Data excerpts:
*-*-*

PR #49947, opened 2023-04-05
Extract the `EmojiTransliterator` to a dedicated package

### LINKED ISSUE #49943: Split intl packages in smaller packages
### Description

Right now Symfony Intl package is 43MB, which makes all Applications really big 
image

The problems for me are:

- Packaging for Bref can be a problem as AWS has a limit of 250 MB (unzipped)
- Waste of Traffic and Disk Space

### Example

My ideas so far:

- Create separate packages for the actual data emoji, locales, timezones and optin people for each feature (symfony/intl-data-emoji)
- Or complete symfony/intl-emoji like split the repository on Intl level again

stof:
| Q             | A
| ------------- | ---
| Branch?       | 6.3
| Bug fix?      | no
| New feature?  | yes
| Deprecations? | yes
| Tickets       | Fix #49943
| License       | MIT
| Doc PR        | https://github.com/symfony/symfony-docs/pull/18172

Due to the size of the data needed to transliterate emojis, using a dedicated package allows to include the package in the project only when needed.
In Symfony 6.x, the symfony/intl component depends on this component for BC reasons. Root projects can implement a replace hack in their composer.json to skip this package if they don't need it. This dependency will be removed in Symfony 7.0.


src/Symfony/Component/String/composer.json
```diff
@@ -24,12 +24,13 @@
...
     "require-dev": {
         "symfony/error-handler": "^5.4|^6.0",
-        "symfony/intl": "^6.2",
+        "symfony/emoji-transliterator": "^6.3",
         "symfony/http-client": "^5.4|^6.0",
         "symfony/translation-contracts": "^2.5|^3.0",
         "symfony/var-exporter": "^5.4|^6.0"
     },
     "conflict": {
+        "symfony/intl": "6.2.*",
```
stof, line 33: This conflict is part of the BC layer. An existing project using `$slugger->withEmoji(true)` will have `symfony/string: ^6.2, symfony/intl: ^6.2` as requirement. If we were upgrading to symfony/string 6.3 while keeping symfony/intl 6.2.x, we would not be able to use EmojiTransliterator as symfony/string 6.3 uses the new class from symfony/emoji-transliterator. If symfony/intl is also updated to 6.3, the BC requirement on symfony/emoji-transliterator in symfony/intl will make sure that the code keeps working (for 7.0, you will need to depend on `symfony/emoji-transliterator` though)

src/Symfony/Component/Intl/Tests/Transliterator/EmojiTransliteratorTest.php
```diff
@@ -82,30 +84,6 @@ public static function provideTransliterateTests(): iterable
...
-     * @dataProvider provideLocaleTest
-     */
-    public function testAllTransliterator(string $locale)
-    {
-        $tr = EmojiTransliterator::create($locale);
-
-        $this->assertNotEmpty($tr->transliterate('😀'));
-    }
-
-    public static function provideLocaleTest(): iterable
```
stof, line 95: I intentionally kept most tests as legacy tests, to ensure that the BC layer works fine (and I added the assertion about actually instantiating the requested class as my first version of the BC layer was broken in that regard, which could break type checks for existing code using the old class as type). I only removed this test because it relied on the data to find all supported locales, and the data is gone from this component. This is still tested in the new component.

lyrixx:
Thanks 👍🏼

stof:
@fabpot fabbot needs to be updated to exclude the `EmojiTransliterator/Resources/data` folder, similar to how it excludes `Intl/Resources/data`

Regarding other CI failures:
- intl-data is fixed in #49948. My PR is not the cause of this failure.
- Psalm is confused by the conditional class declaration, which is something we are fine about here.
- the unit test failure on 8.2 is one of those random failures we have these days, with PHPUnit saying OK and PHP crashing after that.

src/Symfony/Component/EmojiTransliterator/README.md
```diff
@@ -0,0 +1,14 @@
+EmojiTransliterator Component
+=============================
+
+The EmojiTransliterator component provides an ext-intl Transliterator that can
+transliterate emojis to ASCII.
+
+Resources
+---------
+
+ * [Documentation](https://symfony.com/doc/current/components/emoji_transliterator.html)
```
OskarStark, line 10: This page needs to be created in `symfony/symfony-docs` afterwards

OskarStark: I created an issue https://github.com/symfony/symfony-docs/issues/18171

src/Symfony/Component/EmojiTransliterator/Tests/EmojiTransliteratorTest.php
```diff
@@ -0,0 +1,181 @@
...
+ */
+
+namespace Symfony\Component\EmojiTransliterator\Tests;
+
+use PHPUnit\Framework\TestCase;
+use Symfony\Component\Finder\Finder;
+use Symfony\Component\EmojiTransliterator\EmojiTransliterator;
+
+/**
+ * @requires extension intl
```
OskarStark, line 19: Do we need to add `ext-intl` as dependency to composer.json?

stof: There is a TODO in the code to do it in 7.0.

In 6.3, we have `symfony/intl` depending on the new package for BC reasons, and we don't want to add a ext-intl dependency there.

src/Symfony/Component/EmojiTransliterator/README.md
stof: I created a PR to create that page

src/Symfony/Component/String/composer.json
```diff
@@ -24,12 +24,13 @@
     },
     "require-dev": {
         "symfony/error-handler": "^5.4|^6.0",
-        "symfony/intl": "^6.2",
+        "symfony/emoji-transliterator": "^6.3",
```
kaznovac, line 27: maybe put the `emoji-transliterator` in composer's `suggest` section and explain its use

src/Symfony/Component/Intl/composer.json
```diff
@@ -24,11 +24,12 @@
         }
     ],
     "require": {
-        "php": ">=8.1"
+        "php": ">=8.1",
+        "symfony/deprecation-contracts": "^2.5|^3",
+        "symfony/emoji-transliterator": "^6.3"
```
kaznovac, line 29: can this be optional?
i.e. when i need the `intl` component without the emoji support

wouterj: Not in 6.x, see the pull request description.

src/Symfony/Component/String/composer.json
stof: We stopped using the suggest section IIRC

fabpot: Indeed

nicolas-grekas:
Closing in favor of #49970, as discussed there. Thanks for the PR!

*-*-*

-- WORK INSTRUCTIONS --
Go through the entries above and copy out every line that includes the word "reasons".

-- ANSWER BELOW --
In Symfony 6.x, the symfony/intl component depends on this component for BC reasons. Root projects can implement a replace hack in their composer.json to skip this package if they don't need it. This dependency will be removed in Symfony 7.0.
In 6.3, we have `symfony/intl` depending on the new package for BC reasons, and we don't want to add a ext-intl dependency there.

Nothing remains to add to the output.